__Exercise instructions__
All of the entries below are to be retyped exactly.

#### Input

PR #3776, opened 2016-12-12
[i18n] Option titles, module/option keys, search results

wojtekmaj:
As the translation goes forward, it will be hard for our community to discuss modules and options without something that will be common between languages.

As of this PR, we now can translate option titles.
Because of this, this PR also makes module and option keys way more visible by adding smaller, gray text next to each option name, similar to how it was always added next to title in search results.

Looks like so:

image


andytuba:
> this PR also makes module and option keys way more visible by adding smaller, gray text next to each option name, similar to how it was always added next to title in search results.
👍 👍 👍

lib/modules/search.js
```diff
@@ -166,20 +166,22 @@ function makeOptionSearchResult(moduleKey, optionKey) {
 	const mod = Modules.get(moduleKey);
 	const option = mod.options[optionKey];
 
+	const optionName = i18n(option.title) || _.startCase(option.title || optionKey);
```
andytuba: Could you also add i18n to [rankOption's "get option title"](https://github.com/wojtekmaj/Reddit-Enhancement-Suite/blob/687161bdd5c554f70d7a5f1f0a62baf7f9cc48d3/lib/modules/search.js#L135)

wojtekmaj:
BTW there's `result.breadcrumb = ` twice in search.js, it seems to be some obsolete piece of code, would you like me to remove it while we're at it?

erikdesjardins:
Thanks!

erikdesjardins:
Ah I didn't see that comment, yeah it looks like it's completely unused, might as well get rid of it

erikdesjardins:
FYI I just removed it in 3021af41c0c62eae883fdfb4ea737ba95f0cb0e1

PR #3779, opened 2016-12-12
[i18n] Add toggle on/off to i18n strings

wojtekmaj:


lib/utils/createElement.js
```diff
@@ -9,8 +10,8 @@ export function toggleButton(
 	onClick?: (enabling: boolean) => void = () => {},
 	fieldID: string,
 	enabled?: boolean = false,
-	onText?: string | HTMLElement = 'on',
-	offText?: string | HTMLElement = 'off',
+	onText?: string | HTMLElement = i18n('toggleOn'),
```
andytuba: I feel like the `i18n` should be applied inside the function to `.onText` and `.offText`, instead of only to the default value. Then we can put simply i18n keys into the `onText` and `offText` properties in the code and rely on them being magically translated as late as possible.

erikdesjardins: This is all run synchronously so I think I prefer it this way--if callers who want to provide different text are forced to call `i18n` there will be less implicit behaviour, and unlike module descriptions, etc. there won't be any extra `i18n` calls.

wojtekmaj: The question is whether we even need onText and offText, they are not overwritten anywhere in the code, it seems no feature in the nearest future could use it. Personally, I'd just remove them and call i18n on toggleOn directly in rendering function `$(<span>....)`.

erikdesjardins: They're used here https://github.com/honestbleeps/Reddit-Enhancement-Suite/blob/80e5b3403306cc179dc4d33c3dcba4a558943471/lib/modules/nightMode.js#L305

PR #3783, opened 2016-12-13
easterEgg: Add types to a few things

mc10:
Still getting a hang of the typing system.


erikdesjardins:
FWIW I'm not a big fan of changes like these since they don't really increase type safety and they make refactoring (if we change any of the types) marginally harder. Flow's type inference is very powerful, it doesn't need much help.

mc10:
Ahh, I didn't know that. I've worked with TypeScript before, but generally it needs a bit more help specifying types everywhere.

PR #3788, opened 2016-12-14
Use chocolatey to install yarn on Appveyor

erikdesjardins:


erikdesjardins:
This forcibly installs the newest Node version, which we may not always want. Not feasible at the moment.

Eventually Appveyor will ship a newer version of Yarn and we won't need to install it at all.

PR #3791, opened 2016-12-15
Notify if subscribed post is edited

preethamrn:
Requested in Issue #3622 
If a user has subscribed to new comment notifications on a post, and the post has been edited since the last visit to that page, then a notification should show. This is optional and off by default.

NOTE: I've already pull requested this (#3764) but due to some issues with my organization, I'm doing it again.

### DIFF
--- a/lib/modules/newCommentCount.js
+++ b/lib/modules/newCommentCount.js
@@ -46,6 +46,12 @@ module.options = {
 		description: 'newCommentCountShowSubscribeButtonDesc',
 		title: 'newCommentCountShowSubscribeButtonTitle',
 	},
+	notifyEditedPosts: {
+		type: 'boolean',
+		value: false,
+		description: 'Notify if a subscribed post is edited.',
+		advanced: true,
+	},
 	monitorPostsVisited: {
 		type: 'boolean',
 		value: true,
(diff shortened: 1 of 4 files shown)


andytuba:
> NOTE: I've already pull requested this (#3764) but due to some issues with my organization, I'm doing it again.

:+1: on submitting from a named branch instead of master.

andytuba:
Re: [getting a Thing object in the newCommentCount function](https://github.com/honestbleeps/Reddit-Enhancement-Suite/issues/3791)

You can call `const post = new Thing(document.querySelector('#siteTable .thing')` to get a `Thing` for the original post inside of [`updateCommentCount`](https://github.com/honestbleeps/Reddit-Enhancement-Suite/blob/66ced58cf2e22ebb980758584b1483bce0474fdc/lib/modules/newCommentCount.js#L390).  While you're in there, could you also change [`thisCount`](https://github.com/honestbleeps/Reddit-Enhancement-Suite/blob/66ced58cf2e22ebb980758584b1483bce0474fdc/lib/modules/newCommentCount.js#L383) to use `post.getCommentsLink()`?

preethamrn:
Any reason you want to get `post.getCommentsLink()` instead of `post.getCommentCount()`? It seems like the latter would be easier since we're using `thisCount` to get the `currentCommentCount` anyway.

andytuba:
`.getCommentCount` sounds great, I just overlooked it.

erikdesjardins:
Sorry about the delay; thanks!

Issue #3789, opened 2016-12-14
loggedInUser should pull from username link, not text content


andytuba:
https://github.com/honestbleeps/Reddit-Enhancement-Suite/blob/3d23be61b4f10b85993bb6866dfa2a2069b79c27/lib/utils/user.js#L10

Don't pull the text Content, that can get manipulated by other extensions.  Instead, extract the username from the link href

########

__Exercise output__
PR #3776, opened 2016-12-12
[i18n] Option titles, module/option keys, search results

wojtekmaj:
As the translation goes forward, it will be hard for our community to discuss modules and options without something that will be common between languages.

As of this PR, we now can translate option titles.
Because of this, this PR also makes module and option keys way more visible by adding smaller, gray text next to each option name, similar to how it was always added next to title in search results.

Looks like so:

image


andytuba:
> this PR also makes module and option keys way more visible by adding smaller, gray text next to each option name, similar to how it was always added next to title in search results.
👍 👍 👍

lib/modules/search.js
```diff
@@ -166,20 +166,22 @@ function makeOptionSearchResult(moduleKey, optionKey) {
 	const mod = Modules.get(moduleKey);
 	const option = mod.options[optionKey];
 
+	const optionName = i18n(option.title) || _.startCase(option.title || optionKey);
```
andytuba: Could you also add i18n to [rankOption's "get option title"](https://github.com/wojtekmaj/Reddit-Enhancement-Suite/blob/687161bdd5c554f70d7a5f1f0a62baf7f9cc48d3/lib/modules/search.js#L135)

wojtekmaj:
BTW there's `result.breadcrumb = ` twice in search.js, it seems to be some obsolete piece of code, would you like me to remove it while we're at it?

erikdesjardins:
Thanks!

erikdesjardins:
Ah I didn't see that comment, yeah it looks like it's completely unused, might as well get rid of it

erikdesjardins:
FYI I just removed it in 3021af41c0c62eae883fdfb4ea737ba95f0cb0e1

PR #3779, opened 2016-12-12
[i18n] Add toggle on/off to i18n strings

wojtekmaj:


lib/utils/createElement.js
```diff
@@ -9,8 +10,8 @@ export function toggleButton(
 	onClick?: (enabling: boolean) => void = () => {},
 	fieldID: string,
 	enabled?: boolean = false,
-	onText?: string | HTMLElement = 'on',
-	offText?: string | HTMLElement = 'off',
+	onText?: string | HTMLElement = i18n('toggleOn'),
```
andytuba: I feel like the `i18n` should be applied inside the function to `.onText` and `.offText`, instead of only to the default value. Then we can put simply i18n keys into the `onText` and `offText` properties in the code and rely on them being magically translated as late as possible.

erikdesjardins: This is all run synchronously so I think I prefer it this way--if callers who want to provide different text are forced to call `i18n` there will be less implicit behaviour, and unlike module descriptions, etc. there won't be any extra `i18n` calls.

wojtekmaj: The question is whether we even need onText and offText, they are not overwritten anywhere in the code, it seems no feature in the nearest future could use it. Personally, I'd just remove them and call i18n on toggleOn directly in rendering function `$(<span>....)`.

erikdesjardins: They're used here https://github.com/honestbleeps/Reddit-Enhancement-Suite/blob/80e5b3403306cc179dc4d33c3dcba4a558943471/lib/modules/nightMode.js#L305

PR #3783, opened 2016-12-13
easterEgg: Add types to a few things

mc10:
Still getting a hang of the typing system.


erikdesjardins:
FWIW I'm not a big fan of changes like these since they don't really increase type safety and they make refactoring (if we change any of the types) marginally harder. Flow's type inference is very powerful, it doesn't need much help.

mc10:
Ahh, I didn't know that. I've worked with TypeScript before, but generally it needs a bit more help specifying types everywhere.

PR #3788, opened 2016-12-14
Use chocolatey to install yarn on Appveyor

erikdesjardins:


erikdesjardins:
This forcibly installs the newest Node version, which we may not always want. Not feasible at the moment.

Eventually Appveyor will ship a newer version of Yarn and we won't need to install it at all.

PR #3791, opened 2016-12-15
Notify if subscribed post is edited

preethamrn:
Requested in Issue #3622 
If a user has subscribed to new comment notifications on a post, and the post has been edited since the last visit to that page, then a notification should show. This is optional and off by default.

NOTE: I've already pull requested this (#3764) but due to some issues with my organization, I'm doing it again.

### DIFF
--- a/lib/modules/newCommentCount.js
+++ b/lib/modules/newCommentCount.js
@@ -46,6 +46,12 @@ module.options = {
 		description: 'newCommentCountShowSubscribeButtonDesc',
 		title: 'newCommentCountShowSubscribeButtonTitle',
 	},
+	notifyEditedPosts: {
+		type: 'boolean',
+		value: false,
+		description: 'Notify if a subscribed post is edited.',
+		advanced: true,
+	},
 	monitorPostsVisited: {
 		type: 'boolean',
 		value: true,
(diff shortened: 1 of 4 files shown)


andytuba:
> NOTE: I've already pull requested this (#3764) but due to some issues with my organization, I'm doing it again.

:+1: on submitting from a named branch instead of master.

andytuba:
Re: [getting a Thing object in the newCommentCount function](https://github.com/honestbleeps/Reddit-Enhancement-Suite/issues/3791)

You can call `const post = new Thing(document.querySelector('#siteTable .thing')` to get a `Thing` for the original post inside of [`updateCommentCount`](https://github.com/honestbleeps/Reddit-Enhancement-Suite/blob/66ced58cf2e22ebb980758584b1483bce0474fdc/lib/modules/newCommentCount.js#L390).  While you're in there, could you also change [`thisCount`](https://github.com/honestbleeps/Reddit-Enhancement-Suite/blob/66ced58cf2e22ebb980758584b1483bce0474fdc/lib/modules/newCommentCount.js#L383) to use `post.getCommentsLink()`?

preethamrn:
Any reason you want to get `post.getCommentsLink()` instead of `post.getCommentCount()`? It seems like the latter would be easier since we're using `thisCount` to get the `currentCommentCount` anyway.

andytuba:
`.getCommentCount` sounds great, I just overlooked it.

erikdesjardins:
Sorry about the delay; thanks!

Issue #3789, opened 2016-12-14
loggedInUser should pull from username link, not text content


andytuba:
https://github.com/honestbleeps/Reddit-Enhancement-Suite/blob/3d23be61b4f10b85993bb6866dfa2a2069b79c27/lib/utils/user.js#L10

Don't pull the text Content, that can get manipulated by other extensions.  Instead, extract the username from the link href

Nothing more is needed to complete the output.